EXERCISE DIRECTIONS >>
All lines in the material below that hold "stack" should be found and copied.

PROVIDED RECORDS >>
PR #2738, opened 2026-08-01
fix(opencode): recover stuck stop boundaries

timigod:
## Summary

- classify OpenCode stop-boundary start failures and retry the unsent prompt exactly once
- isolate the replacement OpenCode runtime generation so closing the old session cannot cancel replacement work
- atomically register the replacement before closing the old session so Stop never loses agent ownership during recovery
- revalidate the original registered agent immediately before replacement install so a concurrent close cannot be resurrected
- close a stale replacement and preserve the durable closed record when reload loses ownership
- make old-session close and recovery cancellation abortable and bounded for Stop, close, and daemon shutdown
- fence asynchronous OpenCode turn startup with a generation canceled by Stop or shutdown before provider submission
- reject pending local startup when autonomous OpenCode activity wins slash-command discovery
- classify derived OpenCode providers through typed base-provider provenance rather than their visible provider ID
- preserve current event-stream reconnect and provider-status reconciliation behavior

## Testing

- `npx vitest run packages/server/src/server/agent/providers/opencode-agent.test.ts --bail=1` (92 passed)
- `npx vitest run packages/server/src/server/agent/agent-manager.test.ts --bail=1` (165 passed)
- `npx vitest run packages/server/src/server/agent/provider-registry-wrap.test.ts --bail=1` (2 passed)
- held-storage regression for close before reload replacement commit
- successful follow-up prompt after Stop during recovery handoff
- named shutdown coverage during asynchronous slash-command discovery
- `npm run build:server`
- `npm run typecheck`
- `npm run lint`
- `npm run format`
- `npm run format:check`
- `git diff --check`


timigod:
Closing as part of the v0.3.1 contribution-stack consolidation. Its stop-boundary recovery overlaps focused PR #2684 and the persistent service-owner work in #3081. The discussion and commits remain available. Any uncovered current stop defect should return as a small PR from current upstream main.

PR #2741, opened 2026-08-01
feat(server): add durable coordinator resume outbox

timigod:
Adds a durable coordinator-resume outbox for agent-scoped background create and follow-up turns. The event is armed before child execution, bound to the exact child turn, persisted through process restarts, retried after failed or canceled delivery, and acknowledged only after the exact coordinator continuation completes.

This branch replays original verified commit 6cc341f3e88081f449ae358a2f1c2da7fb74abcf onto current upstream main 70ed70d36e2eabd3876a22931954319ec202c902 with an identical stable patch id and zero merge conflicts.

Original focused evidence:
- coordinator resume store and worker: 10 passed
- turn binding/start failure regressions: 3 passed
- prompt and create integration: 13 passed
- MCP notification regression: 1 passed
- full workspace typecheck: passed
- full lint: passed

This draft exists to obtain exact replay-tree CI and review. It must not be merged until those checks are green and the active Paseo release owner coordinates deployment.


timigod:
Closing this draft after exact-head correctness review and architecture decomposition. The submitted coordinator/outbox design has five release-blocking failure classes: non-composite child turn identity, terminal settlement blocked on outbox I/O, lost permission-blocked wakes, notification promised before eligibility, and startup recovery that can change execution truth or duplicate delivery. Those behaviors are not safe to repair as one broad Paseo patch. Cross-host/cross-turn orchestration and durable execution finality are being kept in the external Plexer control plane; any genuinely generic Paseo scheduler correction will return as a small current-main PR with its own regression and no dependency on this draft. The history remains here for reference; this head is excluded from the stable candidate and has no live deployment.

...

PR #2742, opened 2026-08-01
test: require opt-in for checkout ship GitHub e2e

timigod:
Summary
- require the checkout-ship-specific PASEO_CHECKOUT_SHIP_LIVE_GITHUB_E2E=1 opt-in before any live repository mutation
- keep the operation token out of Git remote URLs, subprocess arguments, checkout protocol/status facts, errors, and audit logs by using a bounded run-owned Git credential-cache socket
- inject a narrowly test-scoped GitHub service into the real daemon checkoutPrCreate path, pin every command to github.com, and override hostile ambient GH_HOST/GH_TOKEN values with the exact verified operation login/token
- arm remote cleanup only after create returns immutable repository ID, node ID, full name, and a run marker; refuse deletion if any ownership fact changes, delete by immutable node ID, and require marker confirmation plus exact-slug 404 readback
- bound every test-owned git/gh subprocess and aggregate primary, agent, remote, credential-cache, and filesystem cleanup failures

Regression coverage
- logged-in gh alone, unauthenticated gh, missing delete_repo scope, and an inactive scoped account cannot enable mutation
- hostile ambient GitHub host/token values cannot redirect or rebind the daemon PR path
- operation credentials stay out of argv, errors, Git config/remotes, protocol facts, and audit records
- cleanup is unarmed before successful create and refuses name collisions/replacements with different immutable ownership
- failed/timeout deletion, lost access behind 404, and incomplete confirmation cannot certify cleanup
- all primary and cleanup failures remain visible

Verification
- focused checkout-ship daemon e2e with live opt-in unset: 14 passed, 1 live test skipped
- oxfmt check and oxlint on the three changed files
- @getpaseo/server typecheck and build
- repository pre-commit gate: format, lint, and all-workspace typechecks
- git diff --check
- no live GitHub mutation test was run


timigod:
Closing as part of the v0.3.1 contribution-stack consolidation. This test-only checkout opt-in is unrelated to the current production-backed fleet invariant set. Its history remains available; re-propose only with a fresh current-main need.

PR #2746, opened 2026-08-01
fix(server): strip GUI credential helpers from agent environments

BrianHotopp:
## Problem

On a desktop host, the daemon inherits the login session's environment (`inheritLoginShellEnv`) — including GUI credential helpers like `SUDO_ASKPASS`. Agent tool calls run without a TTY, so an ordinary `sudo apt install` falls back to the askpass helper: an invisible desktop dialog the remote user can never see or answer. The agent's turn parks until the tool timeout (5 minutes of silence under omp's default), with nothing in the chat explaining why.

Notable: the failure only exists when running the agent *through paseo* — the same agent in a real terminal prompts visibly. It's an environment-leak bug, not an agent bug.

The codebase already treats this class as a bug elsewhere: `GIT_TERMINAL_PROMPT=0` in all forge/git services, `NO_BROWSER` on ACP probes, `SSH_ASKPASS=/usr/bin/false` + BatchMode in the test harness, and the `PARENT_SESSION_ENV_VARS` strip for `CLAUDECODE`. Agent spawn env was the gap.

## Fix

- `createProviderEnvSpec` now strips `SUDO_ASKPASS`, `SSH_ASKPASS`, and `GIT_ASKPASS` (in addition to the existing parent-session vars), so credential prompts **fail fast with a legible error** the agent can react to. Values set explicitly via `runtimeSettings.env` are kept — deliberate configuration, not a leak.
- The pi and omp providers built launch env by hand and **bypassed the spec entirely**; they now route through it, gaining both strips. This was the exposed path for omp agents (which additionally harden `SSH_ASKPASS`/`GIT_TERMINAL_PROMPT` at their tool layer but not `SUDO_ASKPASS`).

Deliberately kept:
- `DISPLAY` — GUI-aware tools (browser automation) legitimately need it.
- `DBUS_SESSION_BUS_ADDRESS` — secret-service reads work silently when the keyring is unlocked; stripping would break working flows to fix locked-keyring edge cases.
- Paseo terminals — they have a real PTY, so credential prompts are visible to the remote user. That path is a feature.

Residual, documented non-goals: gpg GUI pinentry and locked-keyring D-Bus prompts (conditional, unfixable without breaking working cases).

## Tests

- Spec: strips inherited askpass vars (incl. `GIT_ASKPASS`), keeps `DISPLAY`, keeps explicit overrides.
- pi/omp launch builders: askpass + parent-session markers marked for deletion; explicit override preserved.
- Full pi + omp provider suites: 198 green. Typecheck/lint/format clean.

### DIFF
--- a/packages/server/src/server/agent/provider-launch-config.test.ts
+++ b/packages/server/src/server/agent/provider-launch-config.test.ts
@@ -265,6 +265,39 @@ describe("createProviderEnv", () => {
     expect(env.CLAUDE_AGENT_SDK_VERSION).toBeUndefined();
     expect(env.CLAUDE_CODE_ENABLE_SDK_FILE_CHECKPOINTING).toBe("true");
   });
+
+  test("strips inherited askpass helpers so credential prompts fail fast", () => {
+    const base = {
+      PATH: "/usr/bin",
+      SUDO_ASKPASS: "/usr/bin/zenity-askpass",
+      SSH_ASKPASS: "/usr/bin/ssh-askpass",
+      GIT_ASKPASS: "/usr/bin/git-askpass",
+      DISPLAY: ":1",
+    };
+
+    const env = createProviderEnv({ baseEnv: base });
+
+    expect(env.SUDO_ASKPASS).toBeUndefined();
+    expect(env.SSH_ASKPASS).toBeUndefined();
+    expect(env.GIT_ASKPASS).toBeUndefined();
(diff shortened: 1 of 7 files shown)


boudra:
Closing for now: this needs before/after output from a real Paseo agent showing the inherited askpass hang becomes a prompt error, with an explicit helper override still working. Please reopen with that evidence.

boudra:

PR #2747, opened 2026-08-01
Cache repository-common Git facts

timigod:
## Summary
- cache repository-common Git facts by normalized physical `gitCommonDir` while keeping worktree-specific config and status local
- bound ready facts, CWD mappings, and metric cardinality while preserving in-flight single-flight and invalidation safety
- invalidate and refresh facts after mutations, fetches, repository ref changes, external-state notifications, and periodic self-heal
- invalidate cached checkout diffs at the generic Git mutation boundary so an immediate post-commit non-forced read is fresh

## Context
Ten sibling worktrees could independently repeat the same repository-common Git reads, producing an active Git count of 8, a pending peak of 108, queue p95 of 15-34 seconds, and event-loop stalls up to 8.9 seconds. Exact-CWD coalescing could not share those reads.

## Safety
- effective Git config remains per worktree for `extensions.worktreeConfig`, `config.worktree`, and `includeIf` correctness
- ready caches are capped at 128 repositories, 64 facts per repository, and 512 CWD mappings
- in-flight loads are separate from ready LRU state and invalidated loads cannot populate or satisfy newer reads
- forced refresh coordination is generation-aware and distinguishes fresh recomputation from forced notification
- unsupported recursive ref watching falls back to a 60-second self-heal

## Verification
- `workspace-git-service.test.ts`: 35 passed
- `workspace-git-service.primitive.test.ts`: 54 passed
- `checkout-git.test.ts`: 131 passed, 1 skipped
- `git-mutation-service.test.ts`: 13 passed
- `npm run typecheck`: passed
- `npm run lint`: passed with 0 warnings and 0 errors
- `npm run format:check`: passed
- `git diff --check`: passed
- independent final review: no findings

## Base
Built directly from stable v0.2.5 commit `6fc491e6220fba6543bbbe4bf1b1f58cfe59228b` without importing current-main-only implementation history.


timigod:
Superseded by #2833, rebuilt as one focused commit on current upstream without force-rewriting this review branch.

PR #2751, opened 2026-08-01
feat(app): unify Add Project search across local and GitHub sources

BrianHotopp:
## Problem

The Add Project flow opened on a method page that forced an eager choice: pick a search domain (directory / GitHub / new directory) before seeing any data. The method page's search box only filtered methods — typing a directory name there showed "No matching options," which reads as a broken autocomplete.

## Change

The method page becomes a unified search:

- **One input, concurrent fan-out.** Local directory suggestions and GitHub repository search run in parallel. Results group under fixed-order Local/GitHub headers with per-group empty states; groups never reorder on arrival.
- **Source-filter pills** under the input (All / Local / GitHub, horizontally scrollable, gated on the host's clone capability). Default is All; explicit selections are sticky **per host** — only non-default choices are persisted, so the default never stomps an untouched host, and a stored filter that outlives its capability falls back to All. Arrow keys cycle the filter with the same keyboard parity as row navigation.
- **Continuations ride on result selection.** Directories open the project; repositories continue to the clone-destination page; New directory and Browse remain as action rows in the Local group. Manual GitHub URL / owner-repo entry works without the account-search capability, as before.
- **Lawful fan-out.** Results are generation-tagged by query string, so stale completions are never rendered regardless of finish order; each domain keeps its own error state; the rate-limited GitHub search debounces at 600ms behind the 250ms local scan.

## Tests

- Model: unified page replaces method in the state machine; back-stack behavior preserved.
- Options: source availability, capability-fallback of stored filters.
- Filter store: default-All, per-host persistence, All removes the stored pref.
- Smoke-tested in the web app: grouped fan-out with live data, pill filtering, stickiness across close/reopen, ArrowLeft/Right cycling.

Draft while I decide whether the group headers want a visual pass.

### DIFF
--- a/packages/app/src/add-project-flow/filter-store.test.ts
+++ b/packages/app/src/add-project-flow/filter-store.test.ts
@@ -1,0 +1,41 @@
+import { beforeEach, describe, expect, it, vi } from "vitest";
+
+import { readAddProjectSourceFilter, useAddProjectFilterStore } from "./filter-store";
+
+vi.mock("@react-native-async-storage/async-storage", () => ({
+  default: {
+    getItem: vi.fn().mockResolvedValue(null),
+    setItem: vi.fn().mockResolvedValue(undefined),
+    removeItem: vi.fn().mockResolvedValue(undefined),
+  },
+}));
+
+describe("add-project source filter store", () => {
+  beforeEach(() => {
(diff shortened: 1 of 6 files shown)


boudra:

TASK RESPONSE >>
Closing as part of the v0.3.1 contribution-stack consolidation. Its stop-boundary recovery overlaps focused PR #2684 and the persistent service-owner work in #3081. The discussion and commits remain available. Any uncovered current stop defect should return as a small PR from current upstream main.
Closing as part of the v0.3.1 contribution-stack consolidation. This test-only checkout opt-in is unrelated to the current production-backed fleet invariant set. Its history remains available; re-propose only with a fresh current-main need.
- Model: unified page replaces method in the state machine; back-stack behavior preserved.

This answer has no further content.